Diese erste „esoterische Welle" findet seit den 90er Jahren des 20. Jahrhunderts gleichsam eine Neuauflage". Die Bedingungen sind ähnlich wie zu Beginn des 19. Jahrhunderts: auf der einen Seite einr dürrer Materialismus in der Gesellschaft und eine Kirche, die die Menschen nicht mehr erreicht, auf der anderen Seite die Suche der Menschen nach irgendwelchen Formen von Spiritualität.

Freie Religiosität
Es begann in den siebziger Jahren innerhalb der Hippiebewegung mit den aufkommenden „Jugendsekten" (Bhagwan, Transzendentale Meditation, Vereinigungskirche Muns, Hare Krishna und andere). Heute haben wir eine Renaissance des Okkulten und Mystischen. Wir haben keine tiefe, sinnsuchende, sondern eine freie Religiosität, die zum Beispiel in Formen wie der New-Age-Bewegung ihren Niederschlag gefunden hat.

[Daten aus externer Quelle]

PR #325, opened 2025-11-03
Refactoring/323 updated dependency to structlog

### LINKED ISSUE #323: Update structlog
Ticket  #321 updated the dependency declaration to pyexasol.
Updating other dependencies as well, made the CI build fail.
It turned out that `structlog` version 25.5 seems to have introduced a breaking change. 

Ticket #321 lists the tests that failed at that time. 
There are many other tests using structlog that did not fail.

The current ticket requests to
* [x] Update dependency structlog to version >= 25.5
* [x] Analyze and fix the problem, i.e. make AAF compatible with newer versions of structlog again

ckunki:
Closes #323

### DIFF
--- a/poetry.lock
+++ b/poetry.lock
@@ -1131,19 +1131,19 @@ vectorstore-mmr = ["numpy (>=1)", "simsimd (>=3)"]
 
 [[package]]
 name = "exasol-bucketfs"
-version = "1.1.0"
+version = "2.1.0"
 description = "BucketFS utilities for the Python programming language"
 optional = false
 python-versions = "<4.0,>=3.10"
 groups = ["main", "dev"]
 files = [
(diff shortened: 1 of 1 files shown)


poetry.lock
```diff
@@ -1131,19 +1131,19 @@ vectorstore-mmr = ["numpy (>=1)", "simsimd (>=3)"]
 
 [[package]]
 name = "exasol-bucketfs"
-version = "2.1.0"
+version = "1.1.0"
```
ArBridgeman: exasol-bucketfs went from 2.1.0 to 1.1.0
exasol-saas-api went from 2.4.0 to 1.1.1

Is this something that we'd want to happen?

It could indicate that some dependency is holding down a required transitive value. This could be problematic in the long-term if we allow up to version 3.0 in exasol-saas-api, but only test at 1.1.1

ArBridgeman (approved):

PR #2942, opened 2023-09-02
update Rocket Validator post

jaimeiniesta:
Rocket Validator now has a different [Stats](https://rocketvalidator.com/blog/stats) section that no longer has the feature of shared domain stats that was referenced in this blog post.

This PR removes references and links to the old stats so we don't get a 404.


doomspork (approved):

doomspork:
Thanks for circling back to update! Hope you're doing well @jaimeiniesta

PR #2945, opened 2023-09-12
Remove input count from iex example

Markcanfly:
In the NaiveDateTime example, the code snippet includes the input count for iex. This serves no purpose, and might be confusing.

### DIFF
--- a/lessons/bn/basics/date_time.md
+++ b/lessons/bn/basics/date_time.md
@@ -1,5 +1,5 @@
 %{
-  version: "1.1.1",
+  version: "1.1.2",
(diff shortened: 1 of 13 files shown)


anderkonzen:
Hi @Markcanfly ! Thanks for that! I was checking other languages and it seems they also present the same problem. Would you be so kind to fix this to other languages as well? This way we keep all of them in sync.

julienXX (approved):

anderkonzen (approved):

ByeongUkChoi (approved):

erickgnavar (approved):

PR #2953, opened 2023-10-03
[EN] Update mix_tasks.md to fix the formatting

marcsvll:


gemantzu (commented):
@doomspork do we bump versions in this case?

doomspork (approved):
@gemantzu patch is unnecessary but is fine since it doesn't impact translations

PR #2962, opened 2023-10-23
fix: spelling of map

m4hi2:


wasi0013 (approved):
Thanks, for the fix! @m4hi2 bhai.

Der individualistische Bürger von heute stellt sich seine Religion selber zusammen. Da haben christliche Gedanken, Reinkarnation (hinduistische Wiedergeburtslehre) , okkulte Lehren und eine „Heilkraft von Edelsteinen" nebeneinander gut Platz. Die Offenheit für das Geheimnisvoll-Übersinnliche ist so gross wie nie.

Abschied vom Materialismus
Was sind die Gründe für die wiedererwachende Religiosität und für den Hang zum Esoterischen?

  • Es gibt ein esoterisches Grundinteresse in unserer Gesellschaft und im Menschen allgemein. Das rationalistische, ganz auf die Materie bauende Denken wandelt sich zu einem Denken, das Übersinnliches einschliesst. Es ist ein unspezifischer, stiller Wechsel des Weltbildes. Der vielgehörte Vorwurf: „Ich glaube nur an das, was ich sehe" ist bedeutungslos geworden.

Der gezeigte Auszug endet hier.